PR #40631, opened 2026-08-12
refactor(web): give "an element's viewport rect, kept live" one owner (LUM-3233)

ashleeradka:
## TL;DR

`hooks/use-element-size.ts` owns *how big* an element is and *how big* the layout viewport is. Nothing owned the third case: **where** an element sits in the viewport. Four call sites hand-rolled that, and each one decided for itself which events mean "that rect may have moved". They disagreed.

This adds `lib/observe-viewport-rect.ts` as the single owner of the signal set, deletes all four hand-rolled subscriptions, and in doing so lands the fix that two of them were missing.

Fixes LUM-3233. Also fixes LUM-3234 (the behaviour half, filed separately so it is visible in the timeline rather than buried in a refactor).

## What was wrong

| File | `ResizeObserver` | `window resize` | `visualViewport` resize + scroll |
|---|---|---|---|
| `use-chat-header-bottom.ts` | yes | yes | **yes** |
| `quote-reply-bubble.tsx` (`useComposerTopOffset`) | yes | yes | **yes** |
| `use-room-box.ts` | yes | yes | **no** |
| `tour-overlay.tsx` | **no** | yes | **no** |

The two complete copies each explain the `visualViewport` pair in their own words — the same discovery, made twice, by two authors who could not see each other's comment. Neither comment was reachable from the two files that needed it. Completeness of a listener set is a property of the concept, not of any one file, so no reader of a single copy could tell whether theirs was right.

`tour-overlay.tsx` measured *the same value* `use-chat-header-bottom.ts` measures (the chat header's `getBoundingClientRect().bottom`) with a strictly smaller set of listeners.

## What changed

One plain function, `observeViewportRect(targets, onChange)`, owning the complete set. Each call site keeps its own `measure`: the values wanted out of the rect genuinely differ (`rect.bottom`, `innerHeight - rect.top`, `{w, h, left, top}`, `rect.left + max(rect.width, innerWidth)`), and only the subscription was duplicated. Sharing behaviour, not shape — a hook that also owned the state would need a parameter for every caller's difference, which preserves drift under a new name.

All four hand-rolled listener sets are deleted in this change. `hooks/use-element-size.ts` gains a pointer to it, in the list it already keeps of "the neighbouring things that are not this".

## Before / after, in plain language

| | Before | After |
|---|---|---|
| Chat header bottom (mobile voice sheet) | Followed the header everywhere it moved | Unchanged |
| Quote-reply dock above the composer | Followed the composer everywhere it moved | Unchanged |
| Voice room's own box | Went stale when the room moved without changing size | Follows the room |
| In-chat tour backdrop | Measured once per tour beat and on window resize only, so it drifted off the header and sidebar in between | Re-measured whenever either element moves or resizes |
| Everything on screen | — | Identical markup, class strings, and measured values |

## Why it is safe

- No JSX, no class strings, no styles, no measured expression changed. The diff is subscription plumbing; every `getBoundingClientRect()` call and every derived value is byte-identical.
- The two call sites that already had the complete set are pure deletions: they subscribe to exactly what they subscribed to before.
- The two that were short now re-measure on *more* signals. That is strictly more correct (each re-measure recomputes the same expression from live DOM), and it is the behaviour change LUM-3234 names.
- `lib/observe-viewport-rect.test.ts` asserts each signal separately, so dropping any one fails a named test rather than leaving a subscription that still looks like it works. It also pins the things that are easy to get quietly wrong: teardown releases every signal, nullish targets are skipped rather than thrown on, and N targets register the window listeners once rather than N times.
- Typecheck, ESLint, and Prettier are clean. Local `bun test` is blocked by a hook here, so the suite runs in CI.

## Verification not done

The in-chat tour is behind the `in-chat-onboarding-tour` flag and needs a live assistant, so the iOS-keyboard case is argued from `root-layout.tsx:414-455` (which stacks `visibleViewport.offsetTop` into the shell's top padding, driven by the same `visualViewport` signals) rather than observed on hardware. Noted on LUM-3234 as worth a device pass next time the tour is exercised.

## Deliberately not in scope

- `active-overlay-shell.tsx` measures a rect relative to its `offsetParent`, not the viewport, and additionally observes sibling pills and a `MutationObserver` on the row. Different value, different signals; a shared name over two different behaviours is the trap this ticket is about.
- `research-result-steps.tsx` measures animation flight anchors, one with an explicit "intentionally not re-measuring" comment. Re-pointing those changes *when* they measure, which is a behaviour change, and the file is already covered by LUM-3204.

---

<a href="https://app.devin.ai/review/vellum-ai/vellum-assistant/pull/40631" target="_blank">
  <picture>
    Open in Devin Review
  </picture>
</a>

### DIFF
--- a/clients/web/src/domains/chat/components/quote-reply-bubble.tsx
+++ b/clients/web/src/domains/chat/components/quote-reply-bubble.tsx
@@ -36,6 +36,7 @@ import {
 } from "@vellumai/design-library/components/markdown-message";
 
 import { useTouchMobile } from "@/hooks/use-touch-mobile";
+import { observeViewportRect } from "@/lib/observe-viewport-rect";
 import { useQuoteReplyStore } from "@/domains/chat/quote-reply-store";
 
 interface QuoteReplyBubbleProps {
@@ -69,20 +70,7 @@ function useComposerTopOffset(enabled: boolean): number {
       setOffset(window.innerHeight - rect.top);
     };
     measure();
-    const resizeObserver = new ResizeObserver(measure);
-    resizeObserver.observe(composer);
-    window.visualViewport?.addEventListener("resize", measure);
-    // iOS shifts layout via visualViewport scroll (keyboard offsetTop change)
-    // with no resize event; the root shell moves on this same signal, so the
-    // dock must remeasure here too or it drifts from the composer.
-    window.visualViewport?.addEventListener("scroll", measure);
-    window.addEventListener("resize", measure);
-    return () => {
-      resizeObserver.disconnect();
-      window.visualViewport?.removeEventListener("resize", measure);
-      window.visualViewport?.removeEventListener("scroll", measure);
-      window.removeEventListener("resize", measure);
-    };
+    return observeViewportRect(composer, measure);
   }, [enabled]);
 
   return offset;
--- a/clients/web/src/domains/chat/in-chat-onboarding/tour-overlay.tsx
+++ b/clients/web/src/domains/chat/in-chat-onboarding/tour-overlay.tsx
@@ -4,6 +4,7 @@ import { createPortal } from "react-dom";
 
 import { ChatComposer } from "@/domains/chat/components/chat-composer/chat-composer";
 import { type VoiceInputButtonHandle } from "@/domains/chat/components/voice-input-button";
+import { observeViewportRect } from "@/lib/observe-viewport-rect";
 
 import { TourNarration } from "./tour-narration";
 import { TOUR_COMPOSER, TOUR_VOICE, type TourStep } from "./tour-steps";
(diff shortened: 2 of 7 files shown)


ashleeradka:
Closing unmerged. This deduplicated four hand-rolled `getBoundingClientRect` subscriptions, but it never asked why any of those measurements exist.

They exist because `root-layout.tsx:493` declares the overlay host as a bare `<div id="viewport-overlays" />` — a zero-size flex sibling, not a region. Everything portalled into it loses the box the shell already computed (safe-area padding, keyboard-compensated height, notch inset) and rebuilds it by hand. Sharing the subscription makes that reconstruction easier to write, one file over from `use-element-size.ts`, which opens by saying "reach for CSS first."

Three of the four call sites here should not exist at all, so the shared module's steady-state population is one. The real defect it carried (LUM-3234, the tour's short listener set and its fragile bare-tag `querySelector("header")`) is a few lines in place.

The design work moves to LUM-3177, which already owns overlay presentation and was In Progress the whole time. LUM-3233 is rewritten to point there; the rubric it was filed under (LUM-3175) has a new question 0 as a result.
★ ★ ★ ★ ★
Give only the count of lines in this material that contain the string "files".

2